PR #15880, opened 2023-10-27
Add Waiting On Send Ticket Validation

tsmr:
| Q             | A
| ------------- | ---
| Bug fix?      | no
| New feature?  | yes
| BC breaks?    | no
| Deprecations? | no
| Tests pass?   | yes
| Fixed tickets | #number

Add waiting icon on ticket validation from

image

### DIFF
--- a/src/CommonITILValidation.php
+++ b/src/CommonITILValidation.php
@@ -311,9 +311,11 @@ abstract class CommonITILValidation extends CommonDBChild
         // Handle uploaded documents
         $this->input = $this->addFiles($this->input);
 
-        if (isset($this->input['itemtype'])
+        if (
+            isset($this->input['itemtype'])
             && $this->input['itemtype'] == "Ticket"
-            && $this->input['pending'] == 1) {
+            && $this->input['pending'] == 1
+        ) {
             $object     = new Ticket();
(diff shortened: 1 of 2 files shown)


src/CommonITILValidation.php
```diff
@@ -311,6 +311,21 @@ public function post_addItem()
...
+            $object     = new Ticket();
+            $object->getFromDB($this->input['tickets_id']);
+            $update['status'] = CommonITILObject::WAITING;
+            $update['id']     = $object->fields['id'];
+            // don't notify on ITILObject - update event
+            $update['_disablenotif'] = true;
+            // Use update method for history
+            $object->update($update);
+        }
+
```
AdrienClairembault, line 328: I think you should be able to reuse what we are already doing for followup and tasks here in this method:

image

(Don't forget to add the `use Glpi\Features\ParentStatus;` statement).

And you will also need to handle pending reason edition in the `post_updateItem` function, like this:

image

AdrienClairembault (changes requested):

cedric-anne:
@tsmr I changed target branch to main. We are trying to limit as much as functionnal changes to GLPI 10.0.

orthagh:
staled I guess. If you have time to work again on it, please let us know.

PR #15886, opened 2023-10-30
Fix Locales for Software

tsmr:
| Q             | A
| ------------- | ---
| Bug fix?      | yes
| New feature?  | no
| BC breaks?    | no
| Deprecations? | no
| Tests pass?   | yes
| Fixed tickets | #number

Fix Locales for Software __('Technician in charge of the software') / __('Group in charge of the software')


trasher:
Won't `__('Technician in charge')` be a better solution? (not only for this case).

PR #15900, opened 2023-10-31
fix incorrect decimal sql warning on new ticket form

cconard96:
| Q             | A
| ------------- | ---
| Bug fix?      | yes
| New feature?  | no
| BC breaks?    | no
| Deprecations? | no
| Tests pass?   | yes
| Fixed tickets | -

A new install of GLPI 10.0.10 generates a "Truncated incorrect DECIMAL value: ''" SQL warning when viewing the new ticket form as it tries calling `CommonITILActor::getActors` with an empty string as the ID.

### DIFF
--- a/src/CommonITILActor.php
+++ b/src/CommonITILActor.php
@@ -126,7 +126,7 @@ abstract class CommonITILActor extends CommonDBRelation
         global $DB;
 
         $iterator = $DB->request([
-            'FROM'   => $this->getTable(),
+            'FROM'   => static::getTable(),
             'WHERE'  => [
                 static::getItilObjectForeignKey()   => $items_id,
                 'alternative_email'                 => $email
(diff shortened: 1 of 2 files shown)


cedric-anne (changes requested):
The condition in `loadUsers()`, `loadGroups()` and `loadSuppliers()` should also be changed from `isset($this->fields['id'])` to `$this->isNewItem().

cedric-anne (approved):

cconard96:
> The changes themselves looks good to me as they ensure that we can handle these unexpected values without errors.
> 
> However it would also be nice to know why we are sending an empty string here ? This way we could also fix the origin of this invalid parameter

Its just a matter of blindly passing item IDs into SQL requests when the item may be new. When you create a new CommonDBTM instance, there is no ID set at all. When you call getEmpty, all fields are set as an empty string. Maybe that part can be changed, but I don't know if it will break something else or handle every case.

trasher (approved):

________________

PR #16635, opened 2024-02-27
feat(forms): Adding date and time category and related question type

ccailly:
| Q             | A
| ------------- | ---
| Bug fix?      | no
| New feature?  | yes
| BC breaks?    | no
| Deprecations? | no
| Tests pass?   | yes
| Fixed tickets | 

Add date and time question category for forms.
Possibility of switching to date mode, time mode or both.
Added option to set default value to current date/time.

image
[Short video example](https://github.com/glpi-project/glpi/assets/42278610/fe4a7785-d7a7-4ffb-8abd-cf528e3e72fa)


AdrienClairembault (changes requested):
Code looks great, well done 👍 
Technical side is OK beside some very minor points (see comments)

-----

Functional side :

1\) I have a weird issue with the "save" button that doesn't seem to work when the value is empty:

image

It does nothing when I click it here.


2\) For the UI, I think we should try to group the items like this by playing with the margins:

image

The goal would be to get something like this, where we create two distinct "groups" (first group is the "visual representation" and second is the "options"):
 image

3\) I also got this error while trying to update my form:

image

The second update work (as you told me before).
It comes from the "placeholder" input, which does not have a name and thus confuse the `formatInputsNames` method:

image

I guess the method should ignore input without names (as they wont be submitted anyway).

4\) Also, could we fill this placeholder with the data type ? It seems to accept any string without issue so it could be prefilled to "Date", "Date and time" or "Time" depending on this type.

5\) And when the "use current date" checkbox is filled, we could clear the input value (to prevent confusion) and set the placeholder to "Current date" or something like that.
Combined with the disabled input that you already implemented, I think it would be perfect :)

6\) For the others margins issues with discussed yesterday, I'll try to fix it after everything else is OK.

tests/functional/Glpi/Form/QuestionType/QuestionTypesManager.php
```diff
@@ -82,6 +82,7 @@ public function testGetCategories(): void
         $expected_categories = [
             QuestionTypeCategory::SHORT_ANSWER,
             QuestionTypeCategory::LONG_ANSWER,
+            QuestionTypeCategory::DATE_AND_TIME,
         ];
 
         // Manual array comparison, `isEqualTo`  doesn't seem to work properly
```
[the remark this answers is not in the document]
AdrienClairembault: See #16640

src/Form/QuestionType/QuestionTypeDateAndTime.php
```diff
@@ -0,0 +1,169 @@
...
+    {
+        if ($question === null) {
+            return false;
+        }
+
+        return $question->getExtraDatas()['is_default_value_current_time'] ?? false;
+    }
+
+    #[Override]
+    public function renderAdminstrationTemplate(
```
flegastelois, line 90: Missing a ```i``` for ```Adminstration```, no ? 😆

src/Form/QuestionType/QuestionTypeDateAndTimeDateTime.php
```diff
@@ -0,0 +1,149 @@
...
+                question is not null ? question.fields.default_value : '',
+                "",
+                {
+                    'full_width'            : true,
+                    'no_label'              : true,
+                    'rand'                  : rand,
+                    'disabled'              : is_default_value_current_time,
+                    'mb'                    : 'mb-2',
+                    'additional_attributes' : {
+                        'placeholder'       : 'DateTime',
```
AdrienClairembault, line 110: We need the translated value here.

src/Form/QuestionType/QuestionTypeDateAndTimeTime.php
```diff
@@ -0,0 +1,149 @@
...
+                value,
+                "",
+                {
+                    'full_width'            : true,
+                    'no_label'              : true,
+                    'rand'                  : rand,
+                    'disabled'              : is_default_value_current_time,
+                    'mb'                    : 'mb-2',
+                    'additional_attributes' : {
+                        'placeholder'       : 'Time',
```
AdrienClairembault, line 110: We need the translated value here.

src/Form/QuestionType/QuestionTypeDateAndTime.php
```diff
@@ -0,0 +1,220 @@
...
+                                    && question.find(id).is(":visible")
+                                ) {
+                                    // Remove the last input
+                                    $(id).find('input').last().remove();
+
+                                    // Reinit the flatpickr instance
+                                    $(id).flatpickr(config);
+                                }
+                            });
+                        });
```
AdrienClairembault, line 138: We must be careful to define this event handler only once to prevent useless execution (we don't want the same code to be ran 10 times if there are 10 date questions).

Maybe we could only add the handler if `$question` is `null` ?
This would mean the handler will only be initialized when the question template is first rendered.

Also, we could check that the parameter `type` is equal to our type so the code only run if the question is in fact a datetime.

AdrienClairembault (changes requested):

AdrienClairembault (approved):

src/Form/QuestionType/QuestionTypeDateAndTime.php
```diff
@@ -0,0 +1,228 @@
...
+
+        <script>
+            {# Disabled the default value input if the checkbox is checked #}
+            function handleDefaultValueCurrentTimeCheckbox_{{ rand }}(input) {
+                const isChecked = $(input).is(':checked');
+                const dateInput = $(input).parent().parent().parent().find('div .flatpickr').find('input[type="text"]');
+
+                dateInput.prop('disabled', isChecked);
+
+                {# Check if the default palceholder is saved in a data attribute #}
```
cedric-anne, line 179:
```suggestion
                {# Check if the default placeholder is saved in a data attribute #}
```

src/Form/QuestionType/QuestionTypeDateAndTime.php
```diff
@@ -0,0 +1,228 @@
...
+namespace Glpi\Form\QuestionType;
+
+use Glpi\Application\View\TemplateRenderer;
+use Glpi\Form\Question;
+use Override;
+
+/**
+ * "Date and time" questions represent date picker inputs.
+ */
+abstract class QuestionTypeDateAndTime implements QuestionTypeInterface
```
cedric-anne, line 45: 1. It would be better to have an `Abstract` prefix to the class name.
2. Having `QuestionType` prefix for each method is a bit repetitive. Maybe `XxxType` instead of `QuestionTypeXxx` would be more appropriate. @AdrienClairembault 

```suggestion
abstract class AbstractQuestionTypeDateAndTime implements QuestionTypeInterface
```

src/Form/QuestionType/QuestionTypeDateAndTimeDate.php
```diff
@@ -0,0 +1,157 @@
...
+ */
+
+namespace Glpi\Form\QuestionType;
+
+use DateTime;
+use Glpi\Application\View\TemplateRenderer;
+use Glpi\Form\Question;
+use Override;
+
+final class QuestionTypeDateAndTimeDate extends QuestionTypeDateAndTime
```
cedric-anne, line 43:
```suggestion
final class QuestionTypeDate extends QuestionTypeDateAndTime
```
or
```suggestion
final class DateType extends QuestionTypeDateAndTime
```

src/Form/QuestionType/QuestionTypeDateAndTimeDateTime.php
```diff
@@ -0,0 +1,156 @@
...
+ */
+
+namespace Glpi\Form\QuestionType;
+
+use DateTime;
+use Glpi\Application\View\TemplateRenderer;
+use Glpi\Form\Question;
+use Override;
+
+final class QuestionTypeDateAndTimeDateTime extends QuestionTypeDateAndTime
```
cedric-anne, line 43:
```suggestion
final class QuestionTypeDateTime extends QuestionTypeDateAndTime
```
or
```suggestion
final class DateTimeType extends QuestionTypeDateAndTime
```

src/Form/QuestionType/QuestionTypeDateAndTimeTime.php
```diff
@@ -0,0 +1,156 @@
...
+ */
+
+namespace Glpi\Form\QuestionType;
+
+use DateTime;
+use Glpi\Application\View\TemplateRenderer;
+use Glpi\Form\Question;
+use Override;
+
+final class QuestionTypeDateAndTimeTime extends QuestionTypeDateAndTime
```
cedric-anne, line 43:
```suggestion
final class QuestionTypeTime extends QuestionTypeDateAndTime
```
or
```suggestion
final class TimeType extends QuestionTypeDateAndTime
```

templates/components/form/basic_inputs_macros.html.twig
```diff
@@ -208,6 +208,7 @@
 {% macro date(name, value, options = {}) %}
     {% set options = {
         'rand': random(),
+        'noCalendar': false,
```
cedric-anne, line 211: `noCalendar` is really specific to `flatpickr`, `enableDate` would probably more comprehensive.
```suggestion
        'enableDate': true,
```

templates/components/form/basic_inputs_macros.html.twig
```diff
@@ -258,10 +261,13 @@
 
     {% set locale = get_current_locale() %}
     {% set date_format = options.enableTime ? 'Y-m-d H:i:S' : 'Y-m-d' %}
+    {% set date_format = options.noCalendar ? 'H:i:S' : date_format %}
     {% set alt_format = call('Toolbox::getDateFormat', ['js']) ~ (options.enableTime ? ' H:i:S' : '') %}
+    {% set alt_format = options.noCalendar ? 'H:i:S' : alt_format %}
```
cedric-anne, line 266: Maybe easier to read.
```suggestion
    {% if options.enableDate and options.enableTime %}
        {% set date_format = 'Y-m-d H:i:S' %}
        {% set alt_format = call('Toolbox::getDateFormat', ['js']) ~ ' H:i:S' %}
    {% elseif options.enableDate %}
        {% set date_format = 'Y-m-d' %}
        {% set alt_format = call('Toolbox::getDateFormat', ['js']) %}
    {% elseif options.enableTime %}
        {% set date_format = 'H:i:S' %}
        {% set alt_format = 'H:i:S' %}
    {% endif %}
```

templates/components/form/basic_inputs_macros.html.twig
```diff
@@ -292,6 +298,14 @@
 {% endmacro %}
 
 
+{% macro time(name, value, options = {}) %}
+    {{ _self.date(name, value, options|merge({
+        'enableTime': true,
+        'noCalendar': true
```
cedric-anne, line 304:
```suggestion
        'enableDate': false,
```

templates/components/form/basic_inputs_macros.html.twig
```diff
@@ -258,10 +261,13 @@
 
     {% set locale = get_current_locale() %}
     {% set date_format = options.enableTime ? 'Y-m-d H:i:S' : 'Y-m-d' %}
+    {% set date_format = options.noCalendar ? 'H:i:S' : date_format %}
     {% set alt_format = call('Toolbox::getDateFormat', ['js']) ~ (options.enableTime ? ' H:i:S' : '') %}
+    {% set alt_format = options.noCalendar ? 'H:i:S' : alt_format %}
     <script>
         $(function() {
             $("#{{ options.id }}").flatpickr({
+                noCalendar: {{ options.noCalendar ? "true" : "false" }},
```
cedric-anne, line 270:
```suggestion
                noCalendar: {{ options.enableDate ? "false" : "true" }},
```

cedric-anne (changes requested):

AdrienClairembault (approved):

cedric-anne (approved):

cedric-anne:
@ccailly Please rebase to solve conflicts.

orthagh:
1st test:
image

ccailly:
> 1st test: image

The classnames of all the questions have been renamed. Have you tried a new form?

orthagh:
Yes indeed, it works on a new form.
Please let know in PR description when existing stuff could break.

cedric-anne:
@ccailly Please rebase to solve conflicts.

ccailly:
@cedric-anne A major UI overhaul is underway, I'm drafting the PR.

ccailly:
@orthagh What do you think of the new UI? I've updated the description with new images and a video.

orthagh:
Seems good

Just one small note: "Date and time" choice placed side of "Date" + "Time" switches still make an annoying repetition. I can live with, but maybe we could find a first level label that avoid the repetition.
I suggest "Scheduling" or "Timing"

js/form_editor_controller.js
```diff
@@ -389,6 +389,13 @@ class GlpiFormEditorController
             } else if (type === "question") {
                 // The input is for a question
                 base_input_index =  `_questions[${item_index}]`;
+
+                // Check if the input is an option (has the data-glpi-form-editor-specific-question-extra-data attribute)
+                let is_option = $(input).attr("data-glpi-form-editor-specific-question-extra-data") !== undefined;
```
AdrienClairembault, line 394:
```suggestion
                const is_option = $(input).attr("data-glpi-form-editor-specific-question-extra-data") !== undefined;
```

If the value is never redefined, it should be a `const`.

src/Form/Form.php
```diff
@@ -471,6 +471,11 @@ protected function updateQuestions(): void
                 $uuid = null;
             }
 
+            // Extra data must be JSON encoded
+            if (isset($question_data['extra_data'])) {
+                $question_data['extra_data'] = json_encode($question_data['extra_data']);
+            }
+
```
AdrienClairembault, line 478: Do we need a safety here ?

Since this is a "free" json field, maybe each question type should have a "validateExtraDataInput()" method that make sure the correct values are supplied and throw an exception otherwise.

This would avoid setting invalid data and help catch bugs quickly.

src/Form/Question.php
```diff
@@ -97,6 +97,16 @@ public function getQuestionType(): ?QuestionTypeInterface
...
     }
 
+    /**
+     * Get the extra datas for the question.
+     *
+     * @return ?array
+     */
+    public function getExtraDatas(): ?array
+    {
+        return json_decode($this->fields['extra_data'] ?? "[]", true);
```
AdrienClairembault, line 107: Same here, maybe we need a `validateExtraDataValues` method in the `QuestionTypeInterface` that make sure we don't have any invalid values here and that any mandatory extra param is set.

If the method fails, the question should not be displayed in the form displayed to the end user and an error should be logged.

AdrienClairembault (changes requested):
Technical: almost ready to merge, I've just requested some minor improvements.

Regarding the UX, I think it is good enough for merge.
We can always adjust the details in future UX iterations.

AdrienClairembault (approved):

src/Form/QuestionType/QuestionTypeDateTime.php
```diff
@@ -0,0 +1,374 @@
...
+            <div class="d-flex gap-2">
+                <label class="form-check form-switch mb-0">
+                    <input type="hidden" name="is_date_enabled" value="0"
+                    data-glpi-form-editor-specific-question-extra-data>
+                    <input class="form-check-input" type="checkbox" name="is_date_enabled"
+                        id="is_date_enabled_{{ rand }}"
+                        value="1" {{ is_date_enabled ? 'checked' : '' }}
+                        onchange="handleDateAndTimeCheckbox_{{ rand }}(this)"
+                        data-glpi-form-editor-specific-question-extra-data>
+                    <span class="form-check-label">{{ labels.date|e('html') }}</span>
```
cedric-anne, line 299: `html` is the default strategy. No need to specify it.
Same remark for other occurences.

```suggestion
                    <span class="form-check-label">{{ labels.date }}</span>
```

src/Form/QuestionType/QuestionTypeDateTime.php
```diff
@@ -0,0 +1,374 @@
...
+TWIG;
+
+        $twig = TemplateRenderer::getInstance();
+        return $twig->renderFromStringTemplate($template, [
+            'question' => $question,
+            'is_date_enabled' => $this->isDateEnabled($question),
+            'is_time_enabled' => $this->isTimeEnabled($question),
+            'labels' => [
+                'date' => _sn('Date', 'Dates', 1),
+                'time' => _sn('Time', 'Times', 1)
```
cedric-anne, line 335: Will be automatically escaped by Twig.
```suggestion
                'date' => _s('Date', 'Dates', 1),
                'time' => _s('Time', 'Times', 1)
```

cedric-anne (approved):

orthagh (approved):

________________

§ **WORK INSTRUCTIONS**: Every line of the records containing the word "saved" must appear in the answer.

§ **RESPONSE AREA**:
+                {# Check if the default palceholder is saved in a data attribute #}
                {# Check if the default placeholder is saved in a data attribute #}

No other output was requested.